10. A phased array ultrasonic artifact removal system for wind turbine bolts based on generative adversarial networks, characterized in that, The system, used in a control terminal connected to a phased array ultrasonic testing device, includes: An initialization module is used to respond to the start signal of the phased array ultrasonic testing device, establish a device reference library including the probe initial impedance, the initial thickness of the coupling agent and the probe initial angle, and initialize the generative adversarial network model. The deviation calculation module is used to acquire real-time ultrasonic data and real-time status parameters collected by the phased array ultrasonic testing equipment, and to calculate the status deviation value between the real-time status parameters and the corresponding parameters in the equipment reference library.
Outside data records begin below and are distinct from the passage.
PR #276, opened 2026-08-13
fix!: decode transactions through TxRaw, as the SDK does

rootulp:
Alternative to #275, which resolves the same issue by scanning the wire format with `protowire`. This declares `TxRaw` and decodes in the SDK's two steps — bytes to `TxRaw`, then `body_bytes` to `TxBody` — so duplicate-field resolution falls out of protobuf semantics instead of being patched in for one field. `Tx` is deprecated rather than deleted because `buf breaking` guards the published module.

Also adds `tx.ValidateADR027TxRaw`, a port of the SDK's ADR-027 check. It is exported and deliberately not called during square construction. Carries over the `AppendFibreTx` nil guard from #275.

Note for reviewers: breaking, because it changes the square produced for transactions that carry the field more than once.

Details: https://linear.app/celestia/issue/PROTOCO-2288


rootulp:
Closing in favor of #275

tx/adr027.go
rach-id, line 1: wowowowo this is already crazy complex 😆

PR #277, opened 2026-08-13
feat!: require callers to classify transactions

rootulp:
Closes https://linear.app/celestia/issue/PROTOCO-2354

Construct, NewBuilder, TxShareRange, and BlobShareRange now take pre-classified transactions, and TryParseFibreTx along with the duplicated `cosmos/tx` and `celestia/fibre` protobuf schemas are removed. go-square decodes formats it owns (BlobTx, IndexWrapper, Blob) and no longer decodes formats the SDK owns, so it cannot reach a different answer than celestia-app about what a transaction is. The application passes the synthesized system blob in.

Classifications are validated at the boundary: empty bytes, inconsistent fibre classifications, and a BlobTx classified as fibre are rejected. Zero-length transactions were previously accepted as normal txs and now error; see COMPATIBILITY.md.

The deprecated `Build` is removed in the same breaking release.

Note for reviewers: consensus-affecting and breaking. celestia-app needs its companion change to compile against this, and both must land before v10 ships.


rootulp:
Draft PR until https://github.com/celestiaorg/go-square/pull/275 is merged and released.

classified_tx.go
```diff
@@ -0,0 +1,77 @@
...
+// transaction is a MsgPayForFibre transaction requires the SDK's schema and the
+// application's rules, so the caller makes that decision and passes the result
+// in.
+//
+// This is not a stylistic preference. When go-square classified transactions
+// itself it used a different protobuf schema than the SDK, and the two reached
+// different answers about the same bytes: one square from the proposer, another
+// from every validator re-deriving it. A library that re-derives a
+// consensus-critical decision its caller has already made can only agree with
+// the caller by coincidence.
```
rootulp: This can be removed

rach-id (dismissed):
👍

rootulp:
Already got Rachid's approval, after that I just resolved a merge conflict.

PR #128, opened 2026-04-22
feat(slash): /pr robust + /init local handler

Jiahui-Gu:
## Summary

Slash batch D: harden `/pr` against preflight failures and convert `/init` from a useless pass-through into a real local handler.

### `/pr`
Already a fully-fledged client handler (preflight in `electron/pr.ts` covers `no-cwd`, `not-git`, `no-gh`, `on-default-branch`, `dirty-tree`, `no-commits`; `PrFlowProvider` owns the dialog + `gh pr create` + CI poll). The handler-side and main-process unit tests already cover every branch.

This PR extends `scripts/probe-slash-pr.mjs` to **also exercise the renderer-side error paths end-to-end**: after the happy path, the probe swaps `window.agentory.pr.preflight` to return `no-gh`, then `dirty-tree`, then `on-default-branch`, and asserts that:
- the `PrDialog` does NOT open, and
- a status banner with the right title surfaces in chat.

### `/init`
Used to be `passThrough: true`. In `--input-format stream-json` mode `claude.exe` silently drops most slash commands, so typing `/init` in the GUI did nothing. We can't replicate the CLI's interactive `/init` (which kicks off a model-driven repo scan) without re-implementing the prompt loop in stream-json mode, so the GUI version drops a **sensible CLAUDE.md template** into the current session's cwd via the existing `memory:*` IPC. Users edit it manually or feed it back to the agent ("fill this in based on the codebase").

Behavior:
- No cwd on the session -> warn ("No working directory set"), no write
- `CLAUDE.md` already exists at `<cwd>/CLAUDE.md` -> warn with the path, no write
- Otherwise -> write template, info status with the path
- Memory IPC missing or write error -> error block with details

### Registry
- `/init`: `category: 'built-in', passThrough: true` -> `category: 'client', passThrough: false`.
- `attach('init', handleInit)` added in `handlers.ts`.

## Test plan

- [x] `npm run typecheck` (renderer + electron) clean
- [x] `npm test` -> 553/553 passing, including 5 new `/init` handler tests and updated registry-shape assertion
- [x] `node --check` on both probe scripts
- [ ] Manual verification of probes against a fresh dev server (deferred — current shared dev server runs the parent worktree, not this branch; will re-run after merge to `working`)

### DIFF
--- a/scripts/probe-slash-init.mjs
+++ b/scripts/probe-slash-init.mjs
@@ -1,0 +1,255 @@
+// Probe: /init slash command end-to-end (renderer-only).
+//
+// /init became a client handler in batch D — it used to pass through to
+// claude.exe, which silently dropped it under stream-json. The new behaviour
+// drops a CLAUDE.md template into the current session's cwd via the
+// memory:* IPC, surfaces a status block on success, and warns instead of
+// overwriting when the file already exists.
+//
+// We stub window.agentory.memory before app boot so we don't need a real
+// filesystem path, then drive the UI:
+//
+//   1. Type /init + Enter when no cwd is set    → "No working directory set" warn
+//   2. Configure cwd, set memory.exists()=false → /init writes the template,
+//      success status appears, write captured the template body
+//   3. Now memory.exists()=true                 → /init warns "already exists",
+//      write is NOT called again
+//
+// Usage:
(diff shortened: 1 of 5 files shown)


Jiahui-Gu:
Closing — product decision to drop all slash commands except /clear and /compact. Skill-based commands will replace this surface. No fault of the worker; spec changed mid-flight.

PR #131, opened 2026-04-22
feat(slash): /cost local render + /compact handler

Jiahui-Gu:
## Summary

- **/cost**: already wired to render per-session token / cost / turn counters from aggregated `result` frames. Added `scripts/probe-slash-cost.mjs` that injects a synthetic `result` frame at the captured `onAgentEvent` listener and verifies the rendered status banner contains the formatted tokens (`12k in / 678 out`), cost (`\$0.023`), and turn count.
- **/compact**: stays pass-through. Per the [Agent SDK slash-commands docs](https://code.claude.com/docs/en/agent-sdk/slash-commands), the SDK natively handles `/compact` when sent as a prompt in stream-json input mode and emits a `system { subtype: 'compact_boundary' }` frame on completion. Our `systemBlocks()` translator already renders that frame as a status banner ("Conversation compacted (manual) — Compacted N → M tokens in T ms"). Added `scripts/probe-slash-compact.mjs` that verifies (a) the literal `/compact` text reaches `api.agentSend`, and (b) the injected `compact_boundary` frame produces the expected banner.
- Updated comments in `registry.ts` / `handlers.ts` — the prior text claimed claude.exe silently drops slash commands in stream-json mode, which contradicts the docs and is no longer accurate.

## Why no client-side compact handler

Researched the SDK first. The CLI owns the summarisation prompt and emits the `compact_boundary` boundary frame; reimplementing that in the renderer would duplicate logic and drift from upstream. Pass-through is the correct answer; the probe is the proof.

## Test plan

- [x] `npm test` — 41 files / 548 tests passing (existing /cost handler unit tests already cover the formatter / placeholder paths)
- [x] `AGENTORY_DEV_PORT=4192 npm run dev:web` + `node scripts/probe-slash-cost.mjs` → OK (banner shows `1 turn · 12k in / 678 out · \$0.023`)
- [x] `node scripts/probe-slash-compact.mjs` → OK (`/compact` forwarded literally; compact_boundary frame produces "Conversation compacted (manual)" banner with pre/post tokens + duration)

### DIFF
--- a/scripts/probe-slash-compact.mjs
+++ b/scripts/probe-slash-compact.mjs
@@ -1,0 +1,203 @@
+// Probe: /compact end-to-end (renderer-only).
+//
+// Verifies the pass-through path for /compact:
+//   1. Stub window.agentory so we can capture both the registered
+//      onAgentEvent listener AND every agentSend call.
+//   2. Type `/compact` + Enter — the dispatcher returns 'pass-through' so
+//      InputBar runs the normal send path, which forwards the literal text
+//      to claude.exe via api.agentSend.
+//   3. Confirm the captured agentSend call carries `/compact`. (This is the
+//      whole point of pass-through: the SDK accepts /compact in stream-json
+//      mode per https://code.claude.com/docs/en/agent-sdk/slash-commands.)
+//   4. Fire a fake `system { subtype: 'compact_boundary' }` frame at the
+//      captured listener — this is exactly what the SDK emits when /compact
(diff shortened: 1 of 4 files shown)


Jiahui-Gu:
Closing — product decision: drop /cost; only /clear and /compact remain. /compact-related findings (SDK does support it in stream-json per docs) and the probe will be reused in the upcoming slash-overhaul PR. Thanks for the docs research.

The parameter adjustment module is used to dynamically adjust the acquisition parameters of the phased array ultrasonic testing device according to the state deviation value in order to obtain target ultrasonic data. The image generation module is used to determine the constraint weights based on the state deviation value, input the target ultrasound data into the generative adversarial network model, and generate an ultrasound image with artifacts removed by combining the constraint weights. The verification and output module is used to perform multi-dimensional physical feature verification based on the real-time status parameters and the artifact-removed ultrasound image; if the verification passes, the artifact-removed ultrasound image is output, and a reset command is sent to the phased array ultrasound detection device to restore the parameters in the device's reference library.